That's almost the same as me. I'm 5'9 (I like to round up and say 5'10 ), 185lb, boot 9.5-10 (currently a 10).

Our basic starting point for board length is 156-163cm. Don't take the size range as gospel as it will vary quite a bit amongst various boards (even within the same brand). You have to check with the board's recommended weight range which is provided on the sticker. It's best to fall close to the center of that scale. However, for my personal tastes, I like to stay on the high end of the weight scale because I like my boards to be a little shorter.

You and I have a good boot size that will fit almost any normal width board in that range. In fact, I have not yet demoed a board that gave me problems within that size range.

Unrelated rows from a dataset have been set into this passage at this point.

PR #1457, opened 2025-12-27
etc/, lib/, man/, src/, tests/: Remove support for MD5

alejandro-colomar:
Cc: @andreboscatto, @ikerexxe , @thkukuk 

---

Revisions:

<details>
<summary>v1b</summary>

-  Rebase

```
$ git rd 
1:  c43358172d02 = 1:  9ce4e4a1952e */: Remove support for MD5
2:  62bde435342b = 2:  22bcab38b2db lib/chkhash.c: is_valid_hash(): Update minimum hash lenght
```
</details>

<details>
<summary>v1c</summary>

-  tfix in commit message

```
$ git rd -U0
1:  9ce4e4a1952e = 1:  9ce4e4a1952e */: Remove support for MD5
2:  22bcab38b2db ! 2:  3aaee35e2501 lib/chkhash.c: is_valid_hash(): Update minimum hash lenght
    @@ Commit message
    -    lib/chkhash.c: is_valid_hash(): Update minimum hash lenght
    +    lib/chkhash.c: is_valid_hash(): Update minimum hash length
```
</details>

<details>
<summary>v2</summary>

-  Rebase after #1688 .
-  Remove chkhash() tests that test MD5.

```
$ git range-diff master..gh/nomd5 t..nomd5 
1:  9ce4e4a1952e ! 1:  62c8dd744a7b */: Remove support for MD5
    @@ tests/system/etc/login.defs: CHFN_RESTRICT               rwh
      # Note: If you use PAM, it is recommended to use a value consistent with
      # the PAM modules configuration.
     
    + ## tests/unit/test_chkhash.c ##
    +@@ tests/unit/test_chkhash.c: test_is_valid_hash_ok_sha256(MAYBE_UNUSED void ** _1)
    + }
    + 
    + 
    +-static void
    +-test_is_valid_hash_ok_md5(MAYBE_UNUSED void ** _1)
    +-{
    +-  // Basic MD5 hash: $1$ + salt + $ + 22 character hash
    +-  assert_true(is_valid_hash("$1$salt$abcdefghijklmnopqrstuv"));
    +-
    +-  // MD5 with maximum salt length (8 characters)
    +-  assert_true(is_valid_hash("$1$maxsalt8$abcdefghijklmnopqrstuv"));
    +-}
    +-
    +-
    + static void
    + test_is_valid_hash_ok_special(MAYBE_UNUSED void ** _1)
    + {
    +@@ tests/unit/test_chkhash.c: main(void)
    +         cmocka_unit_test(test_is_valid_hash_ok_bcrypt),
    +         cmocka_unit_test(test_is_valid_hash_ok_sha512),
    +         cmocka_unit_test(test_is_valid_hash_ok_sha256),
    +-        cmocka_unit_test(test_is_valid_hash_ok_md5),
    +         cmocka_unit_test(test_is_valid_hash_ok_special),
    +         cmocka_unit_test(test_is_valid_hash_edge_salt_chars),
    +         cmocka_unit_test(test_is_valid_hash_edge_account_locks),
    +
      ## tests/usertools/chpasswd-PAM/06_chpasswd_usage/data/usage.out ##
     @@
      Usage: chpasswd [options]
2:  3aaee35e2501 = 2:  1366ea9fa258 lib/chkhash.c: is_valid_hash(): Update minimum hash length
```
</details>

<details>
<summary>v3</summary>

-  Rebase
-  Remove another test that uses MD5.

```
$ git range-diff 62c8dd744a7b^..gh/nomd5 t..nomd5 
1:  62c8dd744a7b ! 1:  ec177ecad9e4 */: Remove support for MD5
    @@ tests/unit/test_chkhash.c: test_is_valid_hash_ok_sha256(MAYBE_UNUSED void ** _1)
      static void
      test_is_valid_hash_ok_special(MAYBE_UNUSED void ** _1)
      {
    +@@ tests/unit/test_chkhash.c: test_is_valid_hash_edge_account_locks(MAYBE_UNUSED void ** _1)
    +   // Complex ! prefix scenarios with various hash types should work
    +   assert_true(is_valid_hash("!$2a$12$abcdefghijklmnopqrstuvwxyzABCDEFGHIJKLMNOPQRSTUVWXYZ."));
    +   assert_true(is_valid_hash("!$5$salt$abcdefghijklmnopqrstuvwxyzABCDEFGHIJKLMNOPQ"));
    +-  assert_true(is_valid_hash("!$1$salt$abcdefghijklmnopqrstuv"));
    + 
    +   // But invalid hashes with ! prefix should still fail
    +   assert_false(is_valid_hash("!invalid"));
     @@ tests/unit/test_chkhash.c: main(void)
              cmocka_unit_test(test_is_valid_hash_ok_bcrypt),
              cmocka_unit_test(test_is_valid_hash_ok_sha512),
2:  1366ea9fa258 = 2:  8e04224e8786 lib/chkhash.c: is_valid_hash(): Update minimum hash length
```
</details>

<details>
<summary>v3b</summary>

-  Rebase

```
$ git rd 
1:  8924a1d658f6 < -:  ------------ tests/unit/test_chkhash.c: Remove tests for DES
2:  5dbeb20153a8 < -:  ------------ man/login.defs.5.xml: Remove references to PASS_MAX_LEN
3:  ec177ecad9e4 = 1:  e8afd8264524 */: Remove support for MD5
4:  8e04224e8786 = 2:  0047f931cfa2 lib/chkhash.c: is_valid_hash(): Update minimum hash length
```
</details>


floppym:
Does this affect validation of existing MD5 hashes? (in login for example)

I assume this would only prevent new MD5 hashes from being generated, but I want to double-check.

alejandro-colomar:
> Does this affect validation of existing MD5 hashes? (in login for example)
> 
> I assume this would only prevent new MD5 hashes from being generated, but I want to double-check.

As far as I can see, yes.  It is up to crypt(3) to decide whether MD5 is accepted for verifying existing hashes; we have no say in it.  This logic is in `pw_encrypt()`.

Do you want to preserve the ability to verify MD5 passwords, or is it just curiosity?

floppym:
> > Does this affect validation of existing MD5 hashes? (in login for example)
> > I assume this would only prevent new MD5 hashes from being generated, but I want to double-check.
> 
> As far as I can see, yes. It is up to crypt(3) to decide whether MD5 is accepted for verifying existing hashes; we have no say in it. This logic is in `pw_encrypt()`.

Yeah, that's what I figured.

> Do you want to preserve the ability to verify MD5 passwords, or is it just curiosity?

I think it would be good maintain compatibility when there's very little maintenance cost.

If we break existing passwords that might require some communication with end users to warn them.

alejandro-colomar:
> If we break existing passwords that might require some communication with end users to warn them.

I think we should still communicate with end users to warn them.  And they should consider moving away from MD5, as it might eventually stop working.

floppym:
> And they should consider moving away from MD5, as it might eventually stop working.

I suspect most users have already migrated away from a settings perspective. However, I believe this is only effective if all users change their password after the hash setting has been changed.

A more robust approach would be to rehash the password on successful login when the existing hash is using an obsolete method like MD5. I don't think shadow or PAM currently do that, but I could be mistaken.

thkukuk:
> A more robust approach would be to rehash the password on successful login when the existing hash is using an obsolete method like MD5. I don't think shadow or PAM currently do that, but I could be mistaken.

Write a small script which checks which hash a password is using, and if the hash is weak, run `passwd -e <account>`.
And the user is forced to change the password at next login.

floppym:
Would be nice to have it happen automatically, without forcing a password change.

alejandro-colomar:
> > A more robust approach would be to rehash the password on successful login when the existing hash is using an obsolete method like MD5. I don't think shadow or PAM currently do that, but I could be mistaken.
> 
> Write a small script which checks which hash a password is using, and if the hash is weak, run `passwd -e <account>`. And the user is forced to change the password at next login.

Agree.

Having more complexity in shadow utils would be dangerous.  I'd favour an approach with a script that checks weak passwords, and expires them immediately, keeping the usual shadow utils simple.

alejandro-colomar:
> Would be nice to have it happen automatically, without forcing a password change.

Would you trust a password that has been hashed with MD5?

I think we shouldn't silently hide the fact that a password was less safe in the past, and thus might have been exposed.

A user would be able to re-enter the same password, anyway, because having different hashing algorithms, passwd(1) wouldn't be able to detect that they're the same.

floppym:
> I think we shouldn't silently hide the fact that a password was less safe in the past, and thus might have been exposed.

Fair enough.

> A user would be able to re-enter the same password, anyway, because having different hashing algorithms, passwd(1) wouldn't be able to detect that they're the same.

Not true: passwd could hash the new password using MD5 to check it against the old one. In fact, it usually asks the user to enter their old password before being allowed to enter a new password.

floppym:
> Having more complexity in shadow utils would be dangerous. I'd favour an approach with a script that checks weak passwords, and expires them immediately, keeping the usual shadow utils simple.

Yeah, I guess it makes sense to keep the shadow implementation simple. Might be a better fit for PAM.

alejandro-colomar:
> > I think we shouldn't silently hide the fact that a password was less safe in the past, and thus might have been exposed.
> 
> Fair enough.
> 
> > A user would be able to re-enter the same password, anyway, because having different hashing algorithms, passwd(1) wouldn't be able to detect that they're the same.
> 
> Not true: passwd could hash the new password using MD5 to check it against the old one. In fact, it usually asks the user to enter their old password before being allowed to enter a new password.

Yup, we could if we wanted to.  However, we don't (and I don't want to do it).  :)

lib/salt.c
```diff
@@ -365,19 +352,13 @@ static /*@observer@*/const char *gensalt (size_t salt_size)
...
-		if (NULL == method) {
-			method = getdef_bool ("MD5_CRYPT_ENAB") ? "MD5" : "DES";
-		}
-	}
+	method = meth ?: getdef_str("ENCRYPT_METHOD") ?: "SHA512";
 
-	if (streq(method, "MD5")) {
-		MAGNUM(result, '1');
-		salt_len = MD5_CRYPT_SALT_SIZE;
-		rounds = 0;
```
alejandro-colomar, line 364: Actually, this will break support for checking existing MD5 passwords, because without the salt, we wouldn't be able to hash the introduced password to compare against the shadow(5) hash.  I suppose.  I'm not too experienced with this part of the code, so you'd need to test.

I'm willing to fully remove support for MD5, FWIW.

Cc: @floppym

floppym: When validating password, we pass the existing password hash in as the salt parameter and crypt() grabs the salt value from there. See the valid() function in lib/valid.c.

I think it should be ok to remove the code from lib/salt.c.

alejandro-colomar: It could be.  I don't care enough to check, though.  If anyone cares about MD5, I guess they should test it.  :)

floppym: I tested this branch locally with an account having an md5crypt password in /etc/shadow.
I was able to login using the `login` command and change the password using `passwd`.
The old password was accepted by the `passwd` command. and the md5crypt hash was replaced with a sha512crypt hash.

alejandro-colomar: Thanks!!

hallyn (approved):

For medium flexing boards, you will likely be looking at something that is 158 or 159cm as a good size.


----------



## vote4pedro (Dec 28, 2009)

Leo said:


> I don't recall if stickers have this information. If you look the board up on the Internet, the brand's site with that board will definitely have a label for the type of style. Well, the ones that I have seen so far do. If not, you can find tons of retailers that label them for you.
> 
> Some boards really are do-it-alls so it's tough to label those. In those situations, they retailer or brand will simply label it for what it's best at.
> 
> ...



I think he was asking if used boards will be marked. The boards themselves won't be. If he buys new, they usually are.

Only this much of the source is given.